Your answer should be each line of the entries that contains the word "chart", copied in full.

## Records from a collection
■ ■ ■ ■ ■ ■ ■

PR #523, opened 2023-11-03
DEVPROD-1950: only check for and mark analyzed perf results for the most recent 7 days

julianedwards:
[DEVPROD-1950](https://jira.mongodb.org/browse/DEVPROD-1950)

- Update `GetUnanalyzedPerformanceSeries` to look only check for unanalyzed perf results from the past 7 days
- Update `MarkPerformanceResultsAsAnalyzed` to only update results for mainline perf results from the most recent 7 days

### DIFF
--- a/model/time_series_update.go
+++ b/model/time_series_update.go
@@ -11,6 +11,8 @@ import (
 	"go.mongodb.org/mongo-driver/bson"
 )
 
+const maxTimeSeriesUpdateTime = -7 * 24 * time.Hour
+
 // PerfAnalysis contains information about when the associated performance
 // result was analyzed for change points.
 type PerfAnalysis struct {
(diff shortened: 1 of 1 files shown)


model/time_series_update.go
```diff
@@ -37,17 +37,19 @@ func (p PerformanceResultSeriesID) String() string {
...
+// timestamp.
 func MarkPerformanceResultsAsAnalyzed(ctx context.Context, env cedar.Environment, performanceResultId PerformanceResultSeriesID) error {
 	filter := bson.M{
 		bsonutil.GetDottedKeyName(perfInfoKey, perfResultInfoProjectKey):   performanceResultId.Project,
 		bsonutil.GetDottedKeyName(perfInfoKey, perfResultInfoVariantKey):   performanceResultId.Variant,
 		bsonutil.GetDottedKeyName(perfInfoKey, perfResultInfoTaskNameKey):  performanceResultId.Task,
 		bsonutil.GetDottedKeyName(perfInfoKey, perfResultInfoTestNameKey):  performanceResultId.Test,
 		bsonutil.GetDottedKeyName(perfInfoKey, perfResultInfoArgumentsKey): performanceResultId.Arguments,
+		bsonutil.GetDottedKeyName(perfInfoKey, perfResultInfoMainlineKey):  true,
+		perfCreatedAtKey: bson.M{"$gt": time.Now().Add(-7 * 24 * time.Hour)},
```
anjani-bhat, line 51: `-7 * 24 * time.Hour` could be a constant that can be reused for both cases.

anjani-bhat (approved):
LGTM - I'm wondering if it would be helpful to create a MongoDB chart that gives us info about the number of results that has `perfCreatedAtKey ` older than last 7 days. This will give us overall info about results that we are missing. [Not as part of this PR]

julianedwards:
> LGTM - I'm wondering if it would be helpful to create a MongoDB chart that gives us info about the number of results that has `perfCreatedAtKey ` older than last 7 days. This will give us overall info about results that we are missing. [Not as part of this PR]

That sounds like a good idea. cc @johndaniels something to think about for the DB.

johndaniels (approved):
LGTM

■ ■ ■ ■ ■ ■ ■

## SOLUTION TO THE EXERCISE
LGTM - I'm wondering if it would be helpful to create a MongoDB chart that gives us info about the number of results that has `perfCreatedAtKey ` older than last 7 days. This will give us overall info about results that we are missing. [Not as part of this PR]
> LGTM - I'm wondering if it would be helpful to create a MongoDB chart that gives us info about the number of results that has `perfCreatedAtKey ` older than last 7 days. This will give us overall info about results that we are missing. [Not as part of this PR]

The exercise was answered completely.